■ Work order ■
Of the lines below, copy those that hold the word "these".

■ Records provided ■
PR #996, opened 2021-03-30
Add a utility which continually spams transactions from a node

### LINKED ISSUE #939: Create a stand-alone utility which can be generically used for transaction stress-testing
The idea behind this utility is that is should be pluggable anywhere (from unit tests to production environments) in order to "spam" the network with lots of transactions. The aim, is to find the upper limit of transaction throughput, and through heavy load, expose vulnerabilities or inefficiencies in the design of components in the node which process transactions (RUSK-related components excluded for now).

The fix for this issue should come with documentation and diagrams, on top of code.

julesdesmit:
Fixes #939

### DIFF
--- a/cmd/utils/tps/tps.go
+++ b/cmd/utils/tps/tps.go
@@ -15,6 +15,11 @@ import (
 	"google.golang.org/grpc"
 )
 
+const (
+	retryAmount = 5
+	retryDelay  = 5 * time.Second
+)
+
 // StartSpamming transactions from the given GRPC address. The utility will spam
 // Transfer transactions right back to the wallet it's coming from.
 func StartSpamming(addr string, delay int, amount uint64) error {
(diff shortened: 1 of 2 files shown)


cmd/utils/tps/tps.go
```diff
@@ -0,0 +1,108 @@
...
+func StartSpamming(addr string, delay int, amount uint64) error {
+	if addr == "" {
+		return errors.New("no GRPC address provided")
+	}
+
+	if amount == 0 {
+		amount = defaultAmount
+	}
+
+	conn, err := grpc.Dial(addr, grpc.WithInsecure())
```
goshawk-3, line 36: Could we add here `DialTimeout`  support? 
Also, we might need `grpc.WithBlock()` option.

julesdesmit: Good catch, will add!

goshawk-3 (approved):
LGTM

PR #850, opened 2015-01-27
Use a variable for the FPF package repo URL

garrettr:
This makes it easier to change the URL for testing purposes.

It is also DRY.


dolanjs:
lgtm

PR #854, opened 2015-01-28
Avoid cron-apt warning about multiple source lists

garrettr:
Make sure the *only* list that is being checked for updates is
`security.list` by explictily telling cron-apt to ignore source lists in
`/etc/apt/sources.list.d`, which is defined by the configuration
variable `Dir::Etc::SourceParts`. See the man page for details.


dolanjs:
lgtm

PR #855, opened 2015-01-28
Test securedrop app code upgrades

garrettr:
Fixes and improvements that were created while testing the upgrade process for the securedrop-app-code Debian package. Key addition is the new `./upgrade_version.sh` script, which automates the minutia required for updating the package.


garrettr:
Also includes a fix for the grsecurity kernel build directions, wherein `CONCURRENCY_LEVEL` was being set but not *used* due to a conflict with `sudo`, resulting in kernel builds only using 1 core and being much slower as a result. I am testing exactly how much slower that makes the builds right now (whilst also building the newest 3.14.30 grsecurity kernel).

garrettr:
Finally, fixes the Python requirements auto-update script, and updates the Python requirements with it!

dolanjs:
reviewed and it lgtm, but haven't tested myself.

PR #860, opened 2015-02-04
Limit key exchange algos

ageis:


ageis:
I tested this setting with Tails 1.2.3 and the staging VMs. Of course I had to make a new user, copy my SSH key to authorized_keys, and add that user to the ssh group. I also disabled pam_google_authenticator.so for ease, but at the end of the day, the SSH client was successfully able to connect and negotiate with the daemon.

There was a message saying "Agent admitted failure to sign using the key" (not sure as yet what that means) but that was present without the KexAlgorithms setting too.

PR #863, opened 2015-02-05
apparmor updates

dolanjs:
Changed default mode for apparmor tor and apache2 profiles to enforce mode. The ansible staging playbook app-test role will still put the profiles in complain mode unless the skip tag `aa-complain` is added to the Vagrantfile.

Added the needed entries for the current develop version to work. Note the `/tmp` and `/var/tmp` and `/var/www/` entries. Each are being required at different parts of the submission process. 

Other capabilities were also added but more testing would be required to ensure that they weren’t caused by the app-test dependencies.

added ossec decoders and rules to reduce alerts being sent for false positives.

To test, in the `Vagrantfile` set the `staging.vm.provision` skip tags config line to look like the following: `ansible.skip_tags = "aa-complain"`

Then create the new local deb packages using the build vm
`vagrant provision build`

Then create a new staging environment:
`vagrant destroy /staging$/ -f && vagrant up /staging$/`

This should leave you with a staging environment with the tor and apparmor profiles set to enforce mode. 

This will need to be retested with PR #862


install_files/ansible-base/usr.sbin.apache2
```diff
@@ -188,6 +196,8 @@
   /var/www/securedrop/worker.py r,
   /var/www/securedrop/worker.pyc rw,
   /var/www/source.wsgi r,
+  /var/www/.gnupg/ rw,
```
garrettr: Where does this come from? SecureDrop's key directory is `/var/lib/securedrop/keys`.

install_files/ossec-server/var/ossec/etc/local_decoder.xml
```diff
@@ -1,3 +1,7 @@
+<!--
+  Cron-apt logs to syslog and error and warnings events are distinguished by
+  W: or E: at the beginning of the event.
+-->
```
garrettr: Thanks for the comment :+1:

install_files/securedrop-app-code/DEBIAN/postinst
```diff
@@ -24,8 +24,17 @@ case "$1" in
     chown www-data:www-data /var/www/document.wsgi
     chown www-data:www-data /var/www/source.wsgi
 
-    aa-complain /etc/apparmor.d/usr.sbin.tor
-    aa-complain /etc/apparmor.d/usr.sbin.apache2
+    a2dissite 000-default
```
garrettr: Mind adding a comment here? Also, can't remember - *why* did we agree it was better to do this in the postinst, instead of in the Ansible playbook?

dolanjs: will add the comment. 

We also check for it in the ansible playbook but the issue was putting the securedrop apache apparmor profile in enforce mode as part of the securedrop-app-code deb package postinst. It would generate an apparmor error and break the install if the two default sites weren't disabled first since they aren't defined in the apparmor profile.

dolanjs: we want the apparmor profile to be part of the app code deb package so we can update it when the application code changes without requiring the playbook to be ran manually by the admin.

install_files/ossec-server/var/ossec/rules/local_rules.xml
```diff
@@ -16,3 +19,88 @@
...
+<!--
+  The python gnupg library that securedrop uses includes an obsolete option
+  WARNING:gnupg no-use-agent is an obsolete option - it has no effect
+  Do not send an alert for this event.
+-->
+<group name="do not alert">
+  <rule id="199997" level="0">
+    <decoded_as>gpg warning</decoded_as>
+    <description>due to upstream lib</description>
+    <options>no_email_alert</options>
```
dolanjs: Should add a <match> for the specific `no-use-agent is an obsolete option` event so that other possible gpg warning events don't get suppressed.

garrettr: Yes, definitely.

install_files/ansible-base/usr.sbin.apache2
dolanjs: I can reproduce reliably on submission to the source interface. I don't know why it generated since we use a non-default homedir but every time it is generated

```
Feb  7 00:37:04 app-staging kernel: [13060.528666] audit: type=1400 audit(1423269424.913:22): apparmor="DENIED" operation="mkdir" profile="/usr/sbin/apache2" name="/var/www/.gnupg/" pid=4286 comm="gpg-agent" requested_mask="c" denied_mask="c" fsuid=33 ouid=33
Feb  7 00:37:04 app-staging kernel: [13060.552536] audit: type=1400 audit(1423269424.937:23): apparmor="DENIED" operation="mkdir" profile="/usr/sbin/apache2" name="/var/www/.gnupg/" pid=4293 comm="gpg-agent" requested_mask="c" denied_mask="c" fsuid=33 ouid=33
```

garrettr: Looking into this now. My guess is some tomfoolery due to python-gnupg.

garrettr: Fixed this in #868

PR #864, opened 2015-02-06
Remove RC4 from deployment best practices

ageis:
Although RC4 is still safe in some combinations, the attacks are steadily becoming more realistic. Even though CloudFlare is still using it in their [sslconfig](https://github.com/cloudflare/sslconfig/blob/master/conf) I believe it's time to just drop it. Use of this config will result in a Qualys SSL Labs grade of A+.

### DIFF
--- a/docs/deployment_practices.md
+++ b/docs/deployment_practices.md
@@ -74,7 +74,7 @@ In your SSL (port 443) virtual host, set up HSTS and use these settings to give 
     SSLProtocol all -SSLv2 -SSLv3
     SSLHonorCipherOrder on
     SSLCompression off
-    SSLCipherSuite EECDH+AES128:RSA+AES128:EECDH+AES256:RSA+AES256:EECDH+3DES:RSA+3DES:EECDH+RC4:RSA+RC4:!MD5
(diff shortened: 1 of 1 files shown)


docs/deployment_practices.md
```diff
@@ -74,7 +74,7 @@ In your SSL (port 443) virtual host, set up HSTS and use these settings to give
     SSLProtocol all -SSLv2 -SSLv3
     SSLHonorCipherOrder on
     SSLCompression off
-    SSLCipherSuite EECDH+AES128:RSA+AES128:EECDH+AES256:RSA+AES256:EECDH+3DES:RSA+3DES:EECDH+RC4:RSA+RC4:!MD5
```
garrettr: I'm fine with this change as long as it doesn't make landing pages inaccessible for a substantial subset of users (due to browser compatibility issues).

garrettr: Asking around on [Twitter](https://twitter.com/garrettr_/status/563792813393842178) confirmed that discontinuing RC4 would prevent some people with very old clients from accessing the page, but that it is a fairly minor concern.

■ Output of the task ■
@@ -74,7 +74,7 @@ In your SSL (port 443) virtual host, set up HSTS and use these settings to give 
@@ -74,7 +74,7 @@ In your SSL (port 443) virtual host, set up HSTS and use these settings to give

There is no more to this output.